Watts Andrew, Kocher Neil J, Pauli Eric, Raman Jay D
College of Medicine, The Pennsylvania State University, Hershey, Pennsylvania, USA.
Glickman Urological and Kidney Institute, Cleveland Clinic, Cleveland, Ohio, USA.
J Endourol Case Rep. 2020 Sep 17;6(3):139-142. doi: 10.1089/cren.2019.0132. eCollection 2020.
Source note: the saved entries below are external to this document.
PR #25986, opened 2021-04-09
Remove unused method parameters

dreis2211:
Hi,

this PR removes a couple unused method parameters.

Cheers,
Christoph

### DIFF
--- a/spring-boot-project/spring-boot/src/main/java/org/springframework/boot/env/EnvironmentPostProcessorApplicationListener.java
+++ b/spring-boot-project/spring-boot/src/main/java/org/springframework/boot/env/EnvironmentPostProcessorApplicationListener.java
@@ -1,5 +1,5 @@
 /*
- * Copyright 2012-2020 the original author or authors.
+ * Copyright 2012-2021 the original author or authors.
  *
  * Licensed under the Apache License, Version 2.0 (the "License");
  * you may not use this file except in compliance with the License.
@@ -86,10 +86,10 @@ public class EnvironmentPostProcessorApplicationListener implements SmartApplica
 			onApplicationEnvironmentPreparedEvent((ApplicationEnvironmentPreparedEvent) event);
 		}
 		if (event instanceof ApplicationPreparedEvent) {
-			onApplicationPreparedEvent((ApplicationPreparedEvent) event);
+			onApplicationPreparedEvent();
 		}
 		if (event instanceof ApplicationFailedEvent) {
-			onApplicationFailedEvent((ApplicationFailedEvent) event);
+			onApplicationFailedEvent();
 		}
 	}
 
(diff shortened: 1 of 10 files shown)


dreis2211:
Test failure seems unrelated.

philwebb:
Nice!

wilkinsona:
> Test failure seems unrelated

I've just [seen the same failure](https://ge.spring.io/s/gkqfsieykqe3c/tests/:spring-boot-tests:spring-boot-smoke-tests:spring-boot-smoke-test-saml2-service-provider:test/smoketest.saml2.serviceprovider.SampleSaml2RelyingPartyApplicationTests/loginShouldHaveAllIdentityProvidersToChooseFrom()#1). I believe it's due to [this change](https://github.com/spring-projects/spring-security/commit/d0d0a8d958f5e2b250c84319cf902556f4430a68#) in Spring Security. I've reached out to the Security team for some guidance as I'm not sure if the change is intentional and if we need to add `spring-security-web` to the smoke test's dependencies.

wilkinsona:
The `spring-security-web` dependency has been [reinstated](https://github.com/spring-projects/spring-security/commit/a8a7ab4ffafdd1942358c6feca92cb60ef0720cd).

spring-boot-project/spring-boot/src/main/java/org/springframework/boot/env/EnvironmentPostProcessorApplicationListener.java
```diff
@@ -101,11 +101,11 @@ private void onApplicationEnvironmentPreparedEvent(ApplicationEnvironmentPrepare
...
 
-	private void onApplicationPreparedEvent(ApplicationPreparedEvent event) {
+	private void onApplicationPreparedEvent() {
 		finish();
 	}
 
-	private void onApplicationFailedEvent(ApplicationFailedEvent event) {
+	private void onApplicationFailedEvent() {
 		finish();
 	}
```
cuspymd, line 110: It seems a bit ambiguous to call it a handler function for the event by deleting the event parameter. 
Wouldn't it be better to get rid of the wrapper function and call finish() right away?

dreis2211: Thought about that actually, but I liked the clear separation of things here. For me they are still the containers for the logic that should happen in case of the respective event and just share the common `finish()` call - regardless of the fact that they don't need the parameter. But I have no strong feelings for either option. Let's see what the team thinks and I'll gladly change to whatever is preferred.

wilkinsona: I prefer it as currently proposed.

cuspymd: Thanks for the considering.

snicoll (approved):

Issue #25996, opened 2021-04-10
Auto-configure micrometer DiskSpaceMetrics


philwebb:
AFAICT we don't currently configure `DiskSpaceMetrics`.

izeye:
For your information, there was a PR against the `micrometer-spring-legacy` module that was pending for some reason.

See https://github.com/micrometer-metrics/micrometer/pull/703

/cc @jkschneider

snicoll:
Closing in favor of PR #26001

PR #26001, opened 2021-04-11
Add auto-configuration for Micrometer DiskSpaceMetrics

bono007:
@philwebb this one is a bit interesting as to where the "home" for the auto-configuration should go for "DiskSpaceMetrics". It is in the Micrometer JVM package but feels a bit more like "System" metrics. 

2 reasons I landed it in the JvmMetricsAutoConfiguration:
- I rooted it to `user.dir` which is the current working directory the JVM was launched from
- the metrics implementation uses methods on File that are from the viewpoint of the VM. For example, from [File.getUsableSpace](https://docs.oracle.com/javase/8/docs/api/java/io/File.html#getUsableSpace--) : 
    > Returns the number of bytes available to this virtual machine on the partition named by this abstract pathname

Fixes gh-25996

### DIFF
--- a/spring-boot-project/spring-boot-actuator-autoconfigure/src/main/java/org/springframework/boot/actuate/autoconfigure/metrics/JvmMetricsAutoConfiguration.java
+++ b/spring-boot-project/spring-boot-actuator-autoconfigure/src/main/java/org/springframework/boot/actuate/autoconfigure/metrics/JvmMetricsAutoConfiguration.java
@@ -16,8 +16,11 @@
 
 package org.springframework.boot.actuate.autoconfigure.metrics;
 
+import java.io.File;
+
 import io.micrometer.core.instrument.MeterRegistry;
 import io.micrometer.core.instrument.binder.jvm.ClassLoaderMetrics;
+import io.micrometer.core.instrument.binder.jvm.DiskSpaceMetrics;
 import io.micrometer.core.instrument.binder.jvm.JvmGcMetrics;
 import io.micrometer.core.instrument.binder.jvm.JvmMemoryMetrics;
 import io.micrometer.core.instrument.binder.jvm.JvmThreadMetrics;
@@ -64,6 +67,12 @@ public class JvmMetricsAutoConfiguration {
 	@ConditionalOnMissingBean
 	public ClassLoaderMetrics classLoaderMetrics() {
 		return new ClassLoaderMetrics();
+	}
+
+	@Bean
+	@ConditionalOnMissingBean
+	public DiskSpaceMetrics diskSpaceMetrics() {
+		return new DiskSpaceMetrics(new File(System.getProperty("user.dir")));
 	}
 
 }
--- a/spring-boot-project/spring-boot-actuator-autoconfigure/src/main/java/org/springframework/boot/actuate/autoconfigure/metrics/JvmMetricsAutoConfiguration.java
+++ b/spring-boot-project/spring-boot-actuator-autoconfigure/src/main/java/org/springframework/boot/actuate/autoconfigure/metrics/JvmMetricsAutoConfiguration.java
@@ -72,7 +72,7 @@ public class JvmMetricsAutoConfiguration {
 	@Bean
 	@ConditionalOnMissingBean
 	public DiskSpaceMetrics diskSpaceMetrics() {
-		return new DiskSpaceMetrics(new File(System.getProperty("user.dir")));
+		return new DiskSpaceMetrics(new File("."));
 	}
 
 }
--- a/spring-boot-project/spring-boot-actuator-autoconfigure/src/test/java/org/springframework/boot/actuate/autoconfigure/metrics/JvmMetricsAutoConfigurationTests.java
+++ b/spring-boot-project/spring-boot-actuator-autoconfigure/src/test/java/org/springframework/boot/actuate/autoconfigure/metrics/JvmMetricsAutoConfigurationTests.java
@@ -54,43 +54,44 @@ class JvmMetricsAutoConfigurationTests {
 
 	@Test
 	void allowsCustomJvmGcMetricsToBeUsed() {
-		this.contextRunner.withUserConfiguration(CustomJvmGcMetricsConfiguration.class).run(
-		        validateBaseJvmMetricsBeansArePresentWithCustomBean("customJvmGcMetrics"));
+		this.contextRunner.withUserConfiguration(CustomJvmGcMetricsConfiguration.class)
+				.run(validateBaseJvmMetricsBeansArePresentWithCustomBean("customJvmGcMetrics"));
 	}
 
 	@Test
 	void allowsCustomJvmMemoryMetricsToBeUsed() {
-		this.contextRunner.withUserConfiguration(CustomJvmMemoryMetricsConfiguration.class).run(
-                validateBaseJvmMetricsBeansArePresentWithCustomBean("customJvmMemoryMetrics"));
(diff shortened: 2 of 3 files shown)


spring-boot-project/spring-boot-actuator-autoconfigure/src/main/java/org/springframework/boot/actuate/autoconfigure/metrics/JvmMetricsAutoConfiguration.java
```diff
@@ -66,4 +69,10 @@ public ClassLoaderMetrics classLoaderMetrics() {
 		return new ClassLoaderMetrics();
 	}
 
+	@Bean
+	@ConditionalOnMissingBean
+	public DiskSpaceMetrics diskSpaceMetrics() {
+		return new DiskSpaceMetrics(new File(System.getProperty("user.dir")));
```
bono007, line 75: Would we want to make this configurable? That could easily move it out of the "JVM" category if it was just some random path.

spring-boot-project/spring-boot-actuator-autoconfigure/src/test/java/org/springframework/boot/actuate/autoconfigure/metrics/JvmMetricsAutoConfigurationTests.java
```diff
@@ -43,41 +49,53 @@
...
+
+	@Test
+	void allowsCustomDiskSpaceMetricsToBeUsed() {
+		this.contextRunner.withUserConfiguration(CustomDiskSpaceMetricsConfiguration.class).run((context) -> {
+			validateBaseJvmMetricsBeansArePresent();
+			assertThat(context).hasBean("customDiskSpaceMetrics");
+		});
+	}
+
+	private ContextConsumer<AssertableApplicationContext> validateBaseJvmMetricsBeansArePresent() {
```
bono007, line 95: **[UNRELATED]**: Just refactored to make it a bit more clear as to what was changing/being verified in each test.

spring-boot-project/spring-boot-actuator-autoconfigure/src/test/java/org/springframework/boot/actuate/autoconfigure/metrics/JvmMetricsAutoConfigurationTests.java
```diff
@@ -43,41 +49,53 @@
 
 	@Test
 	void autoConfiguresJvmMetrics() {
-		this.contextRunner.run(
-				(context) -> assertThat(context).hasSingleBean(JvmGcMetrics.class).hasSingleBean(JvmMemoryMetrics.class)
-						.hasSingleBean(JvmThreadMetrics.class).hasSingleBean(ClassLoaderMetrics.class));
+		this.contextRunner.run((context) -> validateBaseJvmMetricsBeansArePresent());
```
cuspymd, line 52: Shouldn't the code be called like below for it to actually run?
```
this.contextRunner.run(validateBaseJvmMetricsBeansArePresent());
```

spring-boot-project/spring-boot-actuator-autoconfigure/src/test/java/org/springframework/boot/actuate/autoconfigure/metrics/JvmMetricsAutoConfigurationTests.java
```diff
@@ -43,41 +49,53 @@
...
 	}
 
 	@Test
 	void allowsCustomJvmGcMetricsToBeUsed() {
-		this.contextRunner.withUserConfiguration(CustomJvmGcMetricsConfiguration.class)
-				.run((context) -> assertThat(context).hasSingleBean(JvmGcMetrics.class).hasBean("customJvmGcMetrics")
-						.hasSingleBean(JvmMemoryMetrics.class).hasSingleBean(JvmThreadMetrics.class)
-						.hasSingleBean(ClassLoaderMetrics.class));
+		this.contextRunner.withUserConfiguration(CustomJvmGcMetricsConfiguration.class).run((context) -> {
+			validateBaseJvmMetricsBeansArePresent();
```
cuspymd, line 58: Shouldn't the code be called like below for it to actually run?
```suggestion
			validateBaseJvmMetricsBeansArePresent().accept(context);
```

cuspymd (commented):
Since the `validateBaseJvmMetricsBeansArePresent()` function returns the `ContextConsumer` interface, it seems that the calling method needs to be changed.

spring-boot-project/spring-boot-actuator-autoconfigure/src/test/java/org/springframework/boot/actuate/autoconfigure/metrics/JvmMetricsAutoConfigurationTests.java
bono007: Ha! Yeh that would help if we actually ran the validation. Good catch. I will update.

spring-boot-project/spring-boot-actuator-autoconfigure/src/test/java/org/springframework/boot/actuate/autoconfigure/metrics/JvmMetricsAutoConfigurationTests.java
```diff
@@ -43,41 +49,49 @@
...
+	}
+
+	@Test
+	void allowsCustomDiskSpaceMetricsToBeUsed() {
+		this.contextRunner.withUserConfiguration(CustomDiskSpaceMetricsConfiguration.class)
+				.run(validateBaseJvmMetricsBeansArePresentWithCustomBean("customDiskSpaceMetrics"));
+	}
+
+	private ContextConsumer<AssertableApplicationContext> validateBaseJvmMetricsBeansArePresentWithCustomBean(
+			String customBean) {
```
snicoll, line 86: I wouldn't overuse `ContextConsumer` like this. The essence of the assertion is to show that a single bean of a given type is present, and the one with the custom name we've added there as well (hence it's used). By moving this to a method that takes "a bean name", the link between the two is less obvious so I don't think this abstraction improves readability.

spring-boot-project/spring-boot-actuator-autoconfigure/src/main/java/org/springframework/boot/actuate/autoconfigure/metrics/JvmMetricsAutoConfiguration.java
snicoll: Given how easy it is to expose it, I am not sure I would make it configurable (at least for a first version). However the disk space health indicator uses the current path (i.e. `new File(".")`) so I'd rather use that.

snicoll (commented):
Thanks for the PR @bono007. I've scheduled it for our next feature release.

spring-boot-project/spring-boot-actuator-autoconfigure/src/test/java/org/springframework/boot/actuate/autoconfigure/metrics/JvmMetricsAutoConfigurationTests.java
bono007: Fair enough. I will update sometime today.

snicoll (approved):

snicoll:
Thanks again @bono007.

bono007:
> Thanks again @bono007.

My pleasure @snicoll

PR #26085, opened 2021-04-13
Mention special behavior of spring.config.additional-location in docs

rehevkor5:
- `spring.config.additional-location` doesn't work if you put it in a
config file.


snicoll:
@rehevkor5 good catch. Thank you for making your first contribution to Spring Boot.

PR #26086, opened 2021-04-13
Fix Docker update detection on CI

dreis2211:
Hi,

I just noticed that the Docker update detection job apparently didn't notice any new updates, while there are newer versions available. I traced this back to https://github.com/docker/docker-ce being deprecated in favor of moby or docker-cli. I chose moby here as the new url as this is basically the engine of Docker.

I decided against including the upgrade to 20.10.6 here as I want to see that the job actually creates tickets.

Cheers,
Christoph


philwebb:
Thanks again @dreis2211!

PR #26129, opened 2021-04-15
Avoid some redirects in docs

dreis2211:
Hi,

this PR polishes some links to avoid redirects (and one broken anchor).

Cheers,
Christoph

### DIFF
--- a/spring-boot-project/spring-boot-docs/src/docs/asciidoc/getting-started.adoc
+++ b/spring-boot-project/spring-boot-docs/src/docs/asciidoc/getting-started.adoc
@@ -346,7 +346,7 @@ If you need to solve a specific problem, check there first.
 
 You can shortcut the steps below by going to https://start.spring.io and choosing the "Web" starter from the dependencies searcher.
 Doing so generates a new project structure so that you can <<getting-started-first-application-code,start coding right away>>.
-Check the {spring-initializr-docs}/#user-guide[Spring Initializr documentation] for more details.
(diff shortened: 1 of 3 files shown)


spring-boot-project/spring-boot-docs/src/docs/asciidoc/getting-started.adoc
```diff
@@ -346,7 +346,7 @@ If you need to solve a specific problem, check there first.
 
 You can shortcut the steps below by going to https://start.spring.io and choosing the "Web" starter from the dependencies searcher.
 Doing so generates a new project structure so that you can <<getting-started-first-application-code,start coding right away>>.
-Check the {spring-initializr-docs}/#user-guide[Spring Initializr documentation] for more details.
+Check the {spring-initializr-docs}[Spring Initializr documentation] for more details.
```
dreis2211, line 349: I wasn't sure what more details the link to Initializr would give in that context, but I didn't want to remove it just yet. Just let me know and I'll remove it if you think it's not providing any benefit here.

snicoll: Yeah it's a good point. I wonder if https://github.com/spring-io/start.spring.io/blob/main/USING.adoc wouldn't be a better link now. What do you think?

dreis2211: Seems like a better link - I'll adjust my PR.

snicoll:
Thank you very much again, Christoph.

PR #30027, opened 2022-03-02
Polish web examples in reference doc

wonwoo:


snicoll:
@wonwoo this is a `Long` attribute so naming it `user` doesn't feel right. That really is the user identifier, hence the current code is better. Thanks for the PR, in any case.

wonwoo:
I think this example is wrong. 
Cannot resolve path variable `user`

```java
@GetMapping("/{user}") 
```
from
```java
@GetMapping("/{userId}") 
```

What do you think?

snicoll:
Thanks for the follow-up. You are right that the mapping is wrong, I overlooked that, sorry. 

I don't think that we should rename the variables as I find them a bit confusing. Rather I'd rename the path variable pattern to use `{userId}` rather than `{user}. Would you be willing to update your PR in that direction?

wonwoo:
please review again!
thank!

wilkinsona:
Thanks very much, @wonwoo.

Issue #30055, opened 2022-03-01
DataFetcherExceptionResolver beans are not considered in GraphQlTester slice tests


JimHosken:
I believe this is a feature request, as I did not see any facilities in the current spring-graphql-test library to accomplish this.

When testing the Controller layer of our application using GraphQlTester, it would be nice to be able to configure the inclusion of our custom DataFetcherExceptionResolver to validate the error handling capabilities we have configured and to assert the ErrorType / error maps in the response.

bclozel:
Thanks @JimHosken this is a bug in the Spring Boot ˋ@GraphQlTest` support. We are not including all the required types in this sliced test.

bclozel:
Hi, this is a `first-timers-only` issue. This means we've worked to make it more legible to folks who either haven't contributed to our codebase before, or even folks who haven't contributed to open source before.

If that's you, we're interested in helping you take the first step and can answer questions and help you out as you do. Note that we're especially interested in contributions from people from groups underrepresented in free and open source software!

If you have contributed before, consider leaving this one for someone new, and looking through our general `ideal-for-contribution` issues. Thanks!

## Problem
Spring Boot helps you to write integration tests without involving the entire application context (all beans, live servers, etc.). These ["test slices"](https://docs.spring.io/spring-boot/docs/2.7.x/reference/html/features.html#features.testing.spring-boot-applications.autoconfigured-tests) are supported with annotations that are specific to the "slice" we'd like to test.
For Spring GraphQL applications, we now provide a [`@GraphQlTest`](https://docs.spring.io/spring-boot/docs/2.7.x/reference/html/features.html#features.testing.spring-boot-applications.spring-graphql-tests) slice.

Part of the test slice support is about filtering what kind of beans we should consider when scanning - rejecting the types that are out of scope for this slice and only keeping the relevant ones for what we're testing. For that, we [a `GraphQlTypeExcludeFilter` imported by the test annotation itself](https://github.com/spring-projects/spring-boot/blob/d47b56a40ed2ec29a1b784a3295d960840ccd4fa/spring-boot-project/spring-boot-test-autoconfigure/src/main/java/org/springframework/boot/test/autoconfigure/graphql/GraphQlTest.java#L85).

[...]

PR #30078, opened 2022-03-07
DataFetcherExceptionResolver beans are not considered in GraphQlTester slice tests

GauthamM-official:
GraphQL slice test - Include all beans used to setup GraphQL source

GraphQlTypeExcludeFilter currently allows JsonComponent, RuntimeWiringConfigurer,
Converter and GenericConverter beans only. But DataFetcherExceptionResolver,
Instrumentation and GraphQlSourceBuilderCustomizer are used in setting up
the GraphQL source. Hence these beans should also be included by default.

See https://github.com/spring-projects/spring-boot/issues/30055


bclozel:
Thanks so much @GauthamM-official for your first contribution!

GauthamM-official:
@bclozel Thanks for the opportunity! Hoping to contribute more in the future.

PR #30107, opened 2022-03-08
Fix redirect for Spring HATEOAS

Buzzardo:
Change the redirect location to point to the Spring HATEOAS part
 of the documentation.


snicoll:
Thanks for the PR @Buzzardo but there is no such anchor.

Issue #30096, opened 2022-03-08
The default value of refresh policy for reactive ES template should be null or false


ToffeeLu:
Check https://github.com/spring-projects/spring-data-elasticsearch/issues/2110 for details

mhalbritter:
As @sothawo said, you're right, and this is a breaking change. We can change this in the next release. Adding it to the documentation should be easier, though. I've created ticket https://github.com/spring-projects/spring-boot/issues/30103 for this.

mhalbritter:
We should remove the `set`-calls in the [auto-configuration](https://github.com/spring-projects/spring-boot/blob/main/spring-boot-project/spring-boot-autoconfigure/src/main/java/org/springframework/boot/autoconfigure/data/elasticsearch/ElasticsearchDataConfiguration.java#L111) and rely on Spring Data's defaults.

wilkinsona:
We can remove this set call as a task in 2.5.x:

https://github.com/spring-projects/spring-boot/blob/44f71a46aa01c90ff0910a27627107e13a282841/spring-boot-project/spring-boot-autoconfigure/src/main/java/org/springframework/boot/autoconfigure/data/elasticsearch/ElasticsearchDataConfiguration.java#L111

The default is already `RefreshPolicy.IMMEDIATE` so it is redundant. Removing it will allow us to automatically pick up any future change in Spring Data Elasticsearch.

This set call is a bit trickier:

https://github.com/spring-projects/spring-boot/blob/44f71a46aa01c90ff0910a27627107e13a282841/spring-boot-project/spring-boot-autoconfigure/src/main/java/org/springframework/boot/autoconfigure/data/elasticsearch/ElasticsearchDataConfiguration.java#L110

Here we have a different default to Spring Data Elasticsearch. I think we should align but we need to decide when to do that.

We may also want to offer a configuration properties for the template’s settings to make the defaults easier to change without defining a new bean.

sothawo:
Another info, I still have to see how this default setting and a change affects this: When using the operations, i.e. the "low level" operation the default should be to not set anything and so use Elasticsearch 's default (which is not immediate). A user that saves an entity and directly needs it to be accessible would then have to either set the refresh policy or do an explicit refresh() call before doing a search()

 But when using the higher level repository functions the user expects the data to be available after a save. There used to be an explicit call to refresh after writing operations, I think I changed that to do the writing operations with immediate refresh when called from the repository implementation. 

[...]

PR #30117, opened 2022-03-09
Change default value of refresh policy to NONE.

polarbear567:
Fix [issue](https://github.com/spring-projects/spring-boot/issues/30096)


mhalbritter:
Hi, as [mentioned here](https://github.com/spring-projects/spring-boot/issues/30096#issuecomment-1061879608), we want to remove all `set` calls in the autoconfiguration and rely on Spring Boots defaults.

polarbear567:
Sure, will update when I'm free.

mhalbritter:
Please see also the discussion [in the issue](https://github.com/spring-projects/spring-boot/issues/30096#issuecomment-1063735160).

snicoll:
@polarbear567 thanks for the PR but we're still trying to figure out how to approach this. One liner-PR like this are making things harder to track and we can take care of this ourselves.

Rectovesical fistulae (RVF) are uncommon complications of pelvic surgeries and are a potential cause of significant morbidity. RVF are not typically closed endoscopically but rather require reoperative surgery of the lower pelvis with closure of tract, interposition of fat or omentum, and possible permanent bowel diversion. We present a unique case of a rectovesical fistula developing after robotic prostatectomy that was managed by multimodal multistage endoscopic therapy as an alternative to conventional operative repair. A healthy 78-year-old Caucasian man underwent a robot-assisted laparoscopic radical prostatectomy with bilateral pelvic lymph node dissection for high-risk adenocarcinoma of the prostate. The patient's postoperative course was complicated by an unrecognized rectal injury culminating in emergent exploration, abdominal washout, creation of a diverting loop transverse colostomy, and resultant development of a large rectovesical fistula. Given the patient's hostile abdomen and desire for conservative management the fistula was managed through a combined cystoscopic and endoscopic procedure that utilized suturing and clipping to close the fistula. This novel technique was followed by a series of three subsequent endoscopic procedures that enabled us to gradually downsize the fistula over time and ultimately achieve complete closure. The patient's colostomy was eventually reversed with return of bowel continuity. Although uncommon, RVF are significant complications of pelvic surgery. The presence of abdominal/pelvic adhesions from previous surgeries or patient comorbidities can make open surgical repair extremely challenging or impracticable. Therefore, it is important to recognize and consider the use of endoscopic techniques as potential options for closure of rectovesical fistula in certain situations.
直肠膀胱瘘(RVF)是盆腔手术中罕见的并发症,是导致严重发病的潜在原因。RVF通常无法通过内镜闭合,而是需要对下盆腔进行再次手术,闭合瘘管,置入脂肪或网膜,并可能进行永久性肠改道。我们报告了一例机器人前列腺切除术后发生直肠膀胱瘘的独特病例,该病例采用多模式多阶段内镜治疗,作为传统手术修复的替代方案。一名78岁健康的白种男性因高危前列腺腺癌接受了机器人辅助腹腔镜根治性前列腺切除术及双侧盆腔淋巴结清扫术。患者术后病程因未被识别的直肠损伤而复杂化,最终导致紧急探查、腹腔冲洗、建立转流性横结肠造口术,并由此形成了一个大的直肠膀胱瘘。鉴于患者腹腔粘连严重且希望采取保守治疗,该瘘通过膀胱镜和内镜联合手术进行处理,利用缝合和夹闭来闭合瘘管。这项新技术之后又进行了一系列三次后续内镜手术,使我们能够随着时间的推移逐渐缩小瘘管大小,最终实现完全闭合。患者的结肠造口最终回纳,肠道连续性恢复。尽管罕见,但RVF是盆腔手术的严重并发症。既往手术导致的腹部/盆腔粘连或患者的合并症会使开放手术修复极具挑战性或不可行。因此,认识到并考虑在内镜技术在某些情况下作为闭合直肠膀胱瘘的潜在选择是很重要的。